ベル家の別邸にやってきていたアンジェリカ嬢は、いつもの蠱惑的な笑みを浮かべて俺たちにそう言った。
すっかり勉強場所と化していた地下のソファでふんぞり返って木の実ジュースを味わう彼女に、カトルが首を傾げる。
「そんなことしていいのかな? 私はいいけど……ゼナウはあまり目立っちゃダメでしょう?」
「あら、どうして? ……ああ、彼の身分偽装のこと? もう調査は終わったから平気よ」
準備期間の間に行われるという合格者たちの身元調査。
俺の過去の経歴に関してはアンジェリカ嬢にお任せ状態だったが、無事に終わったらしい。
おやっさんたちが上手いことやってくれたのだろう。ありがたい限りだ。
今度お礼にお土産を持って行こう。
「彼は正真正銘この国の探索者。
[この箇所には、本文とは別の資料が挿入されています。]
PR #1366, opened 2024-01-08
EWPP-3771: Fix link block style.

imanoleguskiza:
### Description

[Insert description here]

### Change log

- Added:
- Changed:
- Deprecated:
- Removed:
- Fixed:
- Security:

### Commands

```sh
[Insert commands here]

```

### DIFF
--- a/templates/compositions/ec-component-link-block/link-block.html.twig
+++ b/templates/compositions/ec-component-link-block/link-block.html.twig
@@ -24,7 +24,6 @@
 {% set _links = links|default([]) %}
 {% set _css_class = 'ecl-link-block' %}
 {% set _extra_attributes = '' %}
-{% set _color = ecl_component_library == 'ec' ? 'neutral-20' : 'primary-5' %} %}
 
 {# Internal logic - Process properties #}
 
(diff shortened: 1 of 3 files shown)


templates/compositions/ec-component-link-block/link-block.html.twig
```diff
@@ -24,6 +24,7 @@
 {% set _links = links|default([]) %}
 {% set _css_class = 'ecl-link-block' %}
 {% set _extra_attributes = '' %}
+{% set _color = ecl_component_library == 'ec' ? 'neutral-20' : 'primary-5' %} %}
```
22Alexandra:
```suggestion
{% set _color = ecl_component_library == 'ec' ? 'neutral-20' : 'primary-5' %}
```

sergepavle: Why here use `neutral-20` color? Do we have any reference on what exactly color should be used? Why not just `neutral` for example or `neutral-40` for example?
It is discussable question.

sergepavle (dismissed):

templates/compositions/ec-component-link-block/link-block.html.twig
imanoleguskiza: To be honest we can discuss and decide I think, I chose that one pretty much at random. But I will use the twig method created by @22Alexandra so it is centralized if we want to change it in the future

22Alexandra (approved):

sergepavle (approved):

安心してぶちかましてきなさい」
「……ならいいんだね! 遠慮なくやっちゃおう!」
「……」
カトルさんもすっかり乗り気だが、一応その経歴上、俺は元罠工房の職人だからな?
あまり派手にやっても不味いと思うが……まあいいか。
アンジェリカ嬢がなんとかするのだろう。俺の仕事じゃない。
「んで、ここの迷宮の踏破条件は?」
迷宮において、各階層の移動は天地を貫く柱を通って行う。
ただ、それは階層の『入口』と『出口』が同じ場所であることを意味している。
つまり『入口』――柱を出て直ぐに戻れば『出口』に到達することになる。流石に即座に戻ればバレるが、それも柱の近くで野営でもして時間を稼げば済むわけだ。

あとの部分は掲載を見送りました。